Java uses Unicode internally. Always. In fact, it uses UTF-16 most of the time, but so far there are too many details.

It may not use ASCII internally (e.g. for String ). You can represent any String that can be represented in ASCII in Unicode, so this should not be a problem.

The only place the platform comes into play is when Java has to choose the encoding, when you didn't specify it. For example, when you create a FileWriter to write String values ​​to a String: at this point, Java should use an encoding to indicate how a particular character should be matched with bytes. If you do not specify one, the default encoding of the platform is used. This default encoding is almost never ASCII . Most Linux platforms use UTF-8, Windows often uses some derivatives of ISO-8859- * (or other culture-specific 8-bit encodings), but no current OS uses ASCII (simply because ASCII cannot represent much important characters).

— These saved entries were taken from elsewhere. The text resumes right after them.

PR #4306, opened 2025-11-04
test(apitester): rewrite json replacement logic to better handle arrays and existence

G-Rath:
Currently, attempting to replace properties within arrays on objects that don't always have the same structure all the way down can result in undesired behaviours such as the property being added to all objects within arrays on the path, or only half of the potential matches being replaced.

While the problem is a bit awkward to describe, the solution is not: now we fully unroll a replacement path, and apply the replacement logic on each resulting path.

i.e.with the object `{ "arr": [1, 2, 3] }`, we unroll the path `arr.#` to `[]string{"arr.0", "arr.1", "arr.2"}`.


G-Rath:
This is required for #4307 and a sister to https://github.com/google/osv-scanner/pull/2320

PR #4308, opened 2025-11-04
ci: create workflow to automatically update snapshots

G-Rath:
This is based off the robot in `osv-scanner`

### DIFF
--- a/.github/workflows/snapshots.yml
+++ b/.github/workflows/snapshots.yml
@@ -1,0 +1,46 @@
+name: Snapshots
+
+on:
+  schedule:
+    - cron: "47 18 * * *"
+  workflow_dispatch:
+concurrency:
+  # Pushing new changes to a branch will cancel any in-progress CI runs
+  group: ${{ github.workflow }}-${{ github.ref }}
+  cancel-in-progress: true
+
+# Restrict jobs in this workflow to have no permissions by default; permissions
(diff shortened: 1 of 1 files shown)


G-Rath:
@another-rex but did you give the bot permission to access the repository? 😅 
image

another-rex:
Hmm... it should have full access to the repo. Maybe it needs some special token perms?

G-Rath:
what about the token itself? its permissions can be scoped to specific repos

another-rex:
Ok, made a fine grained token with I think the right types (For some reason fine grained tokens can't actually be scoped to specific repos that is not directly under your name, e.g. this is under google/osv.dev, not osv-robot/osv.dev, so it can't be scoped 🤦 )

Let's see:

https://github.com/google/osv.dev/actions/runs/19482596515

EDIT: Well that didn't work.

G-Rath:
> For some reason fine grained tokens can't actually be scoped to specific repos that is not directly under your name, e.g. this is under google/osv.dev, not osv-robot/osv.dev, so it can't be scoped

That should be possible so long as you're a member of the org? (its not possible for repos you've an outside collaborator on)

another-rex:
Ayy: https://github.com/google/osv.dev/pull/4356

I really don't understand fine grained tokens, switched back to classical tokens.

PR #4311, opened 2025-11-05
feat: add better structured logging for importer/worker latency

michaelkedar:
Add some structured logs for the (approximate) time it took between a source publishing a change to it being reflected in osv.
- For GIT, this is measured from the timestamp of the commit that introduced the change
- For GCS, this is measured from the modified time of the GCS object
- For REST, this is measured from the modified time of the vulnerability

None of these will notice if more than one update happens between importer runs - it'll only measure from the latest update.

Inserting this into the importer/worker was a little bit awkward. I didn't want to spend too much time on this since I ultimately want to rewrite the importer anyway.

### DIFF
--- a/gcp/workers/importer/importer.py
+++ b/gcp/workers/importer/importer.py
@@ -439,11 +439,11 @@ class Importer:
       vuln_ids.append(vuln.id)
     return vuln_ids
 
-  def _convert_blob_to_vuln(self, storage_client: storage.Client,
-                            ndb_client: ndb.Client,
-                            source_repo: osv.SourceRepository,
-                            blob: storage.Blob,
-                            ignore_last_import_time: bool) -> Optional[Tuple]:
+  def _convert_blob_to_vuln(
+      self, storage_client: storage.Client, ndb_client: ndb.Client,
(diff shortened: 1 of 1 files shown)


gcp/workers/importer/importer_test.py
```diff
@@ -203,7 +203,8 @@ def test_basic(self, unused_mock_time: mock.MagicMock,
             path='2021-111.yaml',
             source='oss-fuzz',
             type='update-oss-fuzz',
-            req_timestamp='12345')
+            req_timestamp='12345',
+            src_timestamp='')
```
cuixq, line 207: maybe a dumb question: what is difference between `None` and an empty string for a timestamp?

michaelkedar: The importer is now always setting `src_timestamp` in the pub/sub message to either the empty string or the timestamp - it shouldn't be None/unset in the message (I found it easier to always set the field than to do it conditionally).
The mock calls must assert that the timestamp field was included, even if empty.

cuixq: gotcha

PR #4312, opened 2025-11-05
feat(source_test): test adding a human link for Julia advisories

mbauman:
I think I got the year extraction correct, but I'm not 100% sure.


cuixq (approved):
LGTM - thanks!

PR #4315, opened 2025-11-06
fix: allow records with inaccesible repos to be ingested

michaelkedar:
Malicious packages is starting to publish git records, which have repositories that have been removed.
Turns out, OSV completely failed to ingest records if the repository is not clone-able, which is bad.
Made it not raise an exception for (what I think are) non-transient git clone errors.

### DIFF
--- a/osv/repos.py
+++ b/osv/repos.py
@@ -124,7 +124,7 @@ def clone(git_url, checkout_dir, git_callbacks=None, blobless=False):
     subprocess.run(cmd, env=env, capture_output=True, check=True)
     return pygit2.Repository(checkout_dir)
   except subprocess.CalledProcessError as e:
-    stderr = e.stderr.decode()
+    stderr = e.stderr.decode(errors='ignore')
     if ('could not read Username' in stderr or
         ('fatal: repository' in stderr and 'not found' in stderr) or
         'Authentication failed' in stderr):


osv/repos.py
```diff
@@ -120,7 +124,14 @@ def clone(git_url, checkout_dir, git_callbacks=None, blobless=False):
     subprocess.run(cmd, env=env, capture_output=True, check=True)
     return pygit2.Repository(checkout_dir)
   except subprocess.CalledProcessError as e:
-    raise GitCloneError(f'Failed to clone repo:\n{e.stderr.decode()}') from e
+    stderr = e.stderr.decode()
+    if ('could not read Username' in stderr or
```
cuixq, line 128: the error messages feel a bit specific - e.g. hardcoded texts, upper/lower cases, but I also don't know a better way to check this. :(

cuixq (dismissed):

osv/repos.py
michaelkedar: For reference, here are the outputs:
```
> clone('https://github.com/not-a-user/not-a-repo.git', '/tmp/repo')
Cloning into '/tmp/repo'...
fatal: could not read Username for 'https://github.com': terminal prompts disabled
```
(This happens both if the repo doesn't exist, and if it's private)

```
> clone('https://github.com/invalid-path.git', '/tmp/repo')
Cloning into '/tmp/repo'...
remote: Not Found
fatal: repository 'https://github.com/invalid-path.git/' not found
```
(and I don't know if `Authentication failed` is actually real - gemini suggested it :upside_down_face:)

cuixq (approved):

PR #4340, opened 2025-11-11
feat(vulnfeeds): create a CVE-CNA allowlist

jess-lowe:
Move the default allowlist for the CNAs whose CVE's we're ingesting to a .txt file. 

This PR will also enable the ingestion of CVEs from the following CNAs:
- GitLab
- Centreon
- @ huntrdev

### DIFF
--- a/vulnfeeds/cmd/cve-bulk-converter/main.go
+++ b/vulnfeeds/cmd/cve-bulk-converter/main.go
@@ -2,6 +2,7 @@
 package main
 
 import (
+	_ "embed"
 	"encoding/json"
 	"flag"
 	"log/slog"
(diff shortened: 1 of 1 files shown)


vulnfeeds/cmd/cve-bulk-converter/main.go
```diff
@@ -35,8 +35,21 @@ func main() {
 
 	jobs := make(chan string)
 	var wg sync.WaitGroup
-
-	cnaList := strings.Split(*cnas, ",")
+	var cnaList []string
+	if *cnas != "" {
+		cnaList = strings.Split(*cnas, ",")
+	} else {
+		cnaAllowlistData, err := os.ReadFile("cna_allowlist.txt")
```
michaelkedar: The relative path here might make this a bit awkward depending on how/where you're running this?

Actually, I'm not sure the path here would be correct in the Dockerfile?

Not sure what the better solution is, though. I thought maybe [//go:embed](https://pkg.go.dev/embed) the list, but that would mean we'd have to compile the list into the program.

another-rex: Hmm... I'm not seeing the benefit of moving it out to a separate file, can we just have a slice at the top of the file that specifies the allowlist?

jess-lowe: the list is going to get a lot longer - up to ~100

In fact, pure ASCII is almost irrelevant these days: nobody uses it. ASCII is important only as a general display subset of most 8-bit encodings (including UTF-8): the bottom 128 Unicode code points display 1: 1 numeric values ​​0-127 in many, many encodings. But pure ASCII (where the values ​​are 128-255 undefined) is no longer used.

+5
source

Unicode is a strict superset of ASCII (and Latin 1, for that matter), at least with respect to the character set. Not so much for actual encodings at the byte level. Thus, there cannot be a language / environment that supports Unicode but not ASCII. What the above sentence means is that if you are dealing only with ASCII text, everything works fine because, as noted, Unicode is a superset of ASCII.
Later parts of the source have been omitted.